*WHAT IS BEING ASKED*
Look at each line of the listing. Copy those that hold the string "lenght".

*SUPPLIED DATA*
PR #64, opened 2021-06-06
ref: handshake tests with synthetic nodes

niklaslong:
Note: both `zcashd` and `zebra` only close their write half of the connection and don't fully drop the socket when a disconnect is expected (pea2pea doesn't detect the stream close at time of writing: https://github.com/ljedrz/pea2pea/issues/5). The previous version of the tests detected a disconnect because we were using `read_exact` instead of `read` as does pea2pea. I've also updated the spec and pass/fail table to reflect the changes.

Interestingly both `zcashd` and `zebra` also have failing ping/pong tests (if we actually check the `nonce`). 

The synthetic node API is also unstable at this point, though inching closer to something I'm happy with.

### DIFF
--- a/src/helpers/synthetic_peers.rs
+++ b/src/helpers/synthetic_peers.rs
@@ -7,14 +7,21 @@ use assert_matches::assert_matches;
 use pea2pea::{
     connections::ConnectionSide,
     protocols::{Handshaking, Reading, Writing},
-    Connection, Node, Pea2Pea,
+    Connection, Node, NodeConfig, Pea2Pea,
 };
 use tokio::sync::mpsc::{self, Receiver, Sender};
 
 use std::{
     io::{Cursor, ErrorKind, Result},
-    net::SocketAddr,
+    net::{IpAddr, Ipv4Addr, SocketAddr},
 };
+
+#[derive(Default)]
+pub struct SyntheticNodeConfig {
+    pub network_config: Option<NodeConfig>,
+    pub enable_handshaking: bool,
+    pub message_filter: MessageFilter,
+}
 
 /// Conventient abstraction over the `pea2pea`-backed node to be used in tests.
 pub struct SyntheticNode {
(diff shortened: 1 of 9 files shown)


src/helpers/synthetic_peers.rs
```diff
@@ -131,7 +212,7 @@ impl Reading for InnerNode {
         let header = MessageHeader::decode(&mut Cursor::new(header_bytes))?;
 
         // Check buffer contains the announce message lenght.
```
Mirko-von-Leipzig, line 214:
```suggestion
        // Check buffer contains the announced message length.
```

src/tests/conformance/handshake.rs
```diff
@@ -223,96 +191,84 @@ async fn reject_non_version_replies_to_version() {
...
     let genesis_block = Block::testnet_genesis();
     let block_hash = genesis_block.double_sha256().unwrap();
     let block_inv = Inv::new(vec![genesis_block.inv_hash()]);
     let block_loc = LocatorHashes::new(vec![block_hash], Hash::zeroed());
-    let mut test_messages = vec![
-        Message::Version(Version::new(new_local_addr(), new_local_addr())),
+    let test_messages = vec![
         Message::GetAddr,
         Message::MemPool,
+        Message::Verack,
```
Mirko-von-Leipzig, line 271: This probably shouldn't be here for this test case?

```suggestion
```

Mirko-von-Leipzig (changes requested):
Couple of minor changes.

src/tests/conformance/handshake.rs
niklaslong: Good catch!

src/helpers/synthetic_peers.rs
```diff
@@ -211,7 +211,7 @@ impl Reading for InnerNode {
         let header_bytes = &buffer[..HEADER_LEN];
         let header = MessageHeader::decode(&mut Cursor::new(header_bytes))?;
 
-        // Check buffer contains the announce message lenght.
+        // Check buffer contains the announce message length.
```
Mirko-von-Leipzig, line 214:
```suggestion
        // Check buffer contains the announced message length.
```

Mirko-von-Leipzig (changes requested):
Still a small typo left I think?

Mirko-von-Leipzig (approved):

==

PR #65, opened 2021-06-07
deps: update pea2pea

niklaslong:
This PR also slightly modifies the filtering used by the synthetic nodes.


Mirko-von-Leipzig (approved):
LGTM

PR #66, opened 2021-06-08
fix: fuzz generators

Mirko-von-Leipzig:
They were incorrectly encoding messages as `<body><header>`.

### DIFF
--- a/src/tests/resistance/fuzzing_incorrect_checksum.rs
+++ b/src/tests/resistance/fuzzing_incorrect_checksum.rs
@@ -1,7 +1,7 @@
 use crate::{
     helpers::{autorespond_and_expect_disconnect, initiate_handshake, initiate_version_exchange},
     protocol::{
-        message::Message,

*YOUR RESPONSE*
         // Check buffer contains the announce message lenght.
-        // Check buffer contains the announce message lenght.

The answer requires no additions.